Here is how the scam seems to work. Insure credit default with inadequate capital, assuming the market will always go up. I've heard actual figures quoted in articles I've read that fly-by-night operations were insuring billions of dollars of debt in major banks with only millions of dollars of collateral. So we're talking a tenth of a percent reserve, not ten percent, and the more exotic instruments apparently had no reserve or used the reserve to leverage other risky investments. As the market goes up, everybody's happy. Everybody appears to be making a killing, much like a pyramid scheme... as long as you can get the next person to pay. So now someone defaults in real terms, make that several million people. There aren't anything but IOUs in the system that have been treated as assets and capital. There is no money.
This is why I say that toxic assets may be toxic, but they are not assets, and that they have zero value and likely actually less-than-zero value.
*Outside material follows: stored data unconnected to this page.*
PR #649, opened 2017-08-11
Add CircleCI support.

toolness:
This adds support for running continuous integration on Tock via CircleCI (instead of Travis, which 18F will be dropping support for in coming months).

I've forked this repo to my personal account and you can see it running here: https://circleci.com/gh/toolness/tock/2

### DIFF
--- a/.circleci/config.yml
+++ b/.circleci/config.yml
@@ -17,7 +17,7 @@ jobs:
       # documented at https://circleci.com/docs/2.0/circleci-images/
       - image: circleci/postgres:9.5
         environment:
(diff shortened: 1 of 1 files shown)


toolness:
Note that I don't seem to have access to actually add CircleCI support to this repository:

> 

So someone who has access will need to do that (or alternatively, someone could give me admin rights on this repo and I can set it up).

Setup is pretty straightforward, just make sure we're configured to use CircleCI 2.0, rather than the legacy 1.0.

toolness:
Awesome, let me know if you have questions about anything!

Issue #669, opened 2017-09-28
Users experiencing 500 errors when there's a Float connectivity problem


ccostino:
We are experiencing numerous 500 level server errors at the the moment and it all seems to be due to the fact that there's a problem with the underlying API calls to Float directly.  The strange thing about this is that services themselves all appear to be fine according to Float's status page at the time of this writing.

The code managing the Float data processing does not have good error handling or logging in it currently, so we have no clear visibility into what is actually wrong, nor do we have graceful handling of such errors so that users can still see and enter their timecards.

This needs to be fixed immediately to address the error handling issue and provide visibility into the underlying issue with the Float API calls.

ccostino:
The fix has been deployed and time sheets should be accessible again.  It looks like the Float API key is now invalid for some reason based on the errors I'm seeing in the logs.

ccostino:
And after checking this morning the Float integration is working fine again.  I'm not sure what the issue actually was as the status page indicated everything was okay.

@abrouilette since we now have better error handling at least and don't have to worry about the Float integration making life difficult for folks, do you mind if we close this issue and deal with future problems separate?

abrouilette:
Not at all, sir!

PR #670, opened 2017-09-28
Handling Float API errors gracefully

ccostino:
Fixes issue #669 

This changeset provides much more robust error handling for the Float API calls and more graceful handling of them so that users can still see and enter their timecards.  If an error occurs while accessing Float data, the user is presented with a message saying so and the error is logged behind the scenes so we can see what went wrong and why.  We currently only see a stack trace saying that we cannot call a method on a NoneType object.

There's more to be done here for the future, but at this point we just need to make sure the timecards always work regardless of whether or not retrieving the Float data does and, in the case of such errors, where the breakdown actually happened and why.

### DIFF
--- a/tock/hours/float.py
+++ b/tock/hours/float.py
@@ -1,9 +1,13 @@
 import datetime as dt
+import logging
+import sys
 
 from .models import ReportingPeriod
 
 from employees.models import UserData
 from tock.utils import get_float_data, flatten
+
+logger = logging.getLogger(__name__)
 
 # Variables.
 BASE_HOURS_PER_WEEK = 32.5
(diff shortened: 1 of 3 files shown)


tock/hours/float.py
```diff
@@ -13,43 +17,76 @@
...
-        timeoffs=float_timeoffs,
-        work_days=work_days
-    )
+    try:
+        float_tasks = get_float_tasks(
+            start_date=rp.start_date,
+            float_people_id=float_people_id,
+            weeks=1
+        )
+    except:
```
tbaxter-18f: Did you think about handling the exception a bit more and passing it through? something along the lines of 

```
except Exception as e:
    logger.error(e)
```

I think that's right. If not, it's close.

tock/hours/float.py
```diff
@@ -13,43 +17,76 @@
...
+                start_date=rp.start_date,
+                end_date=rp.end_date,
+                tasks=float_tasks,
+                work_days=work_days,
+                work_hours=work_hours
+            )
+        except:
+            logger.error(sys.exc_info()[0])
+
+    return tasks
```
tbaxter-18f: Would you want to return some feedback that there were errors?

tock/tock/templates/hours/timecard_form.html
```diff
@@ -11,7 +11,7 @@
     </p>
   </div>
 </div>
-{% if float_data %}
+{% if float_data is not None %}
```
tbaxter-18f: Why was this change needed?

tock/tock/templates/hours/timecard_form.html
```diff
@@ -28,7 +28,13 @@
            {% if i.task_name %}
             assigned to {{ i.task_name }}
            {% endif %}
-        </li>
+         </li>
+        {% empty %}
+         <li>We're sorry, there was an error retrieving your data from Float.
```
tbaxter-18f: We could, if we wanted, surface the error here. I can see where that might not be desirable, though. Just a thought.

tock/hours/float.py
tadhg-ohiggins: I agree, we should be catching specific exception types only.

ccostino: You're right in that this isn't ideal, but at the moment we don't necessarily know what the error will be, or at least I'm not 100% confident we will (by and large I'm seeing `attempting to call a method on NoneType objects`, but again, no guarantee).  As far as the handling itself goes, that may be better, let me give it a shot!

tock/hours/float.py
ccostino: See answer to the template change. :-)

tock/tock/templates/hours/timecard_form.html
ccostino: This was needed because there is a state where `float_data` is `None` and that's valid - in that case we don't want to display the Float information box at all.  What this change does is allows me to send an empty list instead and check for that - if there's no data, I can assume there was an error retrieving the information and provide a message.

tock/tock/templates/hours/timecard_form.html
ccostino: Displaying the error here would be useless as this is user facing; folks aren't going to know what it means.  It's on us as the devs/admins to look in the logs and debug from there. :-)

ccostino: Correction:  displaying the raw error here.

tock/tock/templates/hours/timecard_form.html
tbaxter-18f: I think -- but I could be wrong -- that since Django templates are more truthy, an empty list still evaluates to none. So the prior way should still work. But it's probably not worth changing it back, either.

ccostino: Ah I'll have to check!  That said, this is also more explicit. :-)

tbaxter-18f:
Looks like it meets the immediate need to me.

tock/hours/float.py
ccostino: And to add a bit more color here:  the handling of the Float API calls in general could be improved quite a bit.  Again, for the sake of time and stability, this is just to shore things up for the interim.

ccostino:
Thank you for taking a look so quickly, @tbaxter-18f and @tadhg-ohiggins!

If I have insured against loss with only a tenth-of-a-percent reserve, and yet I am charging a percent or two per year for my services, I'm actually charging ten times more than I can actually pay out in case of a default. I guarantee you that those fees were not going into the reserve but into the pockets of the servicers.
This recent Paulson posturing is nothing more than an attempt to cover up the scam through January, 2009, allowing Bush to duck out, temporarily saving his banking pals, and saving his own skin until he leaves in five months. It follows a CEO pattern that has been going on since Reagan's deregulatory days. We saw it in Enron. Don't get left holding the bag. Let it blow up on someone else's watch. This time it may not work. Five months is seeming awfully long in the present environment. One thing of which I am convinced, we have just been ripped off trillions of dollars and 700 billion of even real money won't fix the problem (never mind that the this 700 million is simply more debt added to the global system on America's behalf).
As "Devilstower" commented in an excellent diary post on Kos, "Is it altogether
a good idea to run up debts exceeding all assets it's even possible to own?"